CERTO, ci sono tanti modi diversi anche nel tradire.

Non so,al di là del fatto increscioso di per se, quale  sia   il  peggiore.

Io ho sofferto molto di piu'  per il tempo,  gia' poco,  tolto alla famiglia e per l'assenza, anche quando c'era, che naturalmente attribuivo ad altri fattori.

Il  lato sessuale  tra tutti gli altri mi da meno fastidio, perche' e' quello che posso benissimo immaginare e capire, tutto il resto no.


----------



## Fantastica (28 Febbraio 2015)

Celeste ha detto:


> Buongiorno, non so se é capitato anche a voi, ma per me é stato come un fulmine a ciel sereno. Dopo qualche mese di sospetti, faccio una cosa che mai nella vita avrei concepito - spio nel cellulare di mio marito. Mi trovo diverse conversazioni whatsapp con amici, parenti ecc. e con un numero sconosciuto, straniero (del Paese di mio marito), a nome di un uomo, ma chi scriveva era assolutamente una donna. Beh questi due si amano! amore di qua, sei la donna/uomo della mia vita, ti farei questo ti farei quello....    a parte il primo momento di smarrimento mi chiedo chi possa essere questa donna? la conosce? come la conosce?

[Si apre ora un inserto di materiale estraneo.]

PR #2855, opened 2026-04-11
ByteString lastIndexOfSlice

pjfanning:
### New: `lastIndexOfSlice`

- **ByteString (abstract)**: `override def lastIndexOfSlice[B >: Byte](slice: Seq[B], end: Int): Int` — uses `lastIndexOf` on the **last byte** of the slice to find candidate end positions, then verifies the rest of the slice.
- **ByteString (abstract)**: `def lastIndexOfSlice(slice: Array[Byte], end: Int): Int` and `def lastIndexOfSlice(slice: Array[Byte]): Int` — same approach for `Array[Byte]` slices.

**Key optimization**: both implementations cap `end` to `min(end, length - sliceLength)` before computing the search start, preventing `Int` overflow when the parent class calls `lastIndexOfSlice(that, Int.MaxValue)`.

## Tests

- Added `"lastIndexOf (specialized)"` test block covering `ByteString1`, `ByteStrings`, and compact variants.
- Added `"lastIndexOfSlice"` test block (using `ByteString` seq type) and `"lastIndexOfSlice (specialized)"` (using `Array[Byte]`), covering `ByteString1`, `ByteStrings`, offset `ByteString1`, and edge cases.
- Fixes some issues with edge cases in `indexOfSlice`

## Benchmark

Non credo ci sia di mezzo il sesso perché si trovano a migliaia di km di distanza e che io sappia non l'ha mai vista (quando siamo stati in vacanza là eravamo sempre insieme)... sono solo parole buttate lì per superficialità? è solo voglia di flirtare? capisco il flirtare, ma i sentimenti non li avevo considerati; avrei forse più giustificato un colpo di testa avuto una sera che eri fuori con gli amici, ubriaco, lontano da casa, che ne so… invece questa lettura di sentimenti profondi mi ha davvero devastato... La prima cosa che ho fatto, di istinto, ho chiamato il numero in questione - l’ho insultata, le ho detto di tutto – del tipo che lei, essendo donna sposata e madre di famiglia non doveva permettersi neanche di guardare i mariti altrui e che se voleva che le facessi un casino informando suo marito doveva solo dirmelo….lei mi ha detto che avrebbe registrato la telefonata e l’avrebbe mandata al legale, le ho risposto che facesse quel che vuole, che le prove in mano ce le avevo io e che potevo farle un gran bel casino.
> Dopo di che ho affrontato mio marito - gli ho detto chiaramente che se lui è innamorato dell’altra e con me sta male, la soluzione è semplicissima – la porta è aperta e io non lo obbligo a rimanere in una situazione a lui scomoda, ma mi ha spergiurato in lacrime che non é così, che si, la conosce ma non la vede da anni - é un'amica della famiglia (che devo anche aver conosciuto in passato), quindi sa che lui é sposato con me; Sulle motivazioni, mi ripete che è stato un piano folle, un desiderio di vendetta che lo perseguitava da anni (sembra che avessero avuto una storia tipo 25 anni fa e che lei l'avesse lasciato) che gli ha preso la mano…sarà che gli uomini avvicinandosi a 50 anni si rimbambiscono? Può essere anche una non accettazione dell’età che avanza? Un desiderio di tornare a provare i sentimenti della gioventù… voglio credergli perché stiamo insieme da 20 anni, abbiamo un figlio che adoriamo, siamo sempre stati bene, mai avuto nessun tipo di problema (a parte ovviamente qualche normale alto e basso delle coppie sposate da tanti anni), ma niente che mi lasciasse presagire una cosa del genere. Ovviamente l’ho avvisato che mi prenderò i miei tempi per elaborare la cosa, e che non solo mi aspetto che non succeda più ma che devono cambiare molte cose, deve dedicarmi molto più tempo senza distrazioni – mi ha confermato che si è tolto da ogni tipo di social e ha disinstallato whatsapp dal cellulare.
> 
> Ora, la mia domanda é la seguente: poiché sono una persona molto vendicativa, la mail del marito della tizia l'ho trovata... gli scrivo? una cosa soft, del tipo - controlla il cellulare di tua moglie perché scrive cose molto osé a mio marito? lei potrebbe essere stata più furba ed aver cancellato ogni prova, ma il desiderio di fargliela pagare é molto forte....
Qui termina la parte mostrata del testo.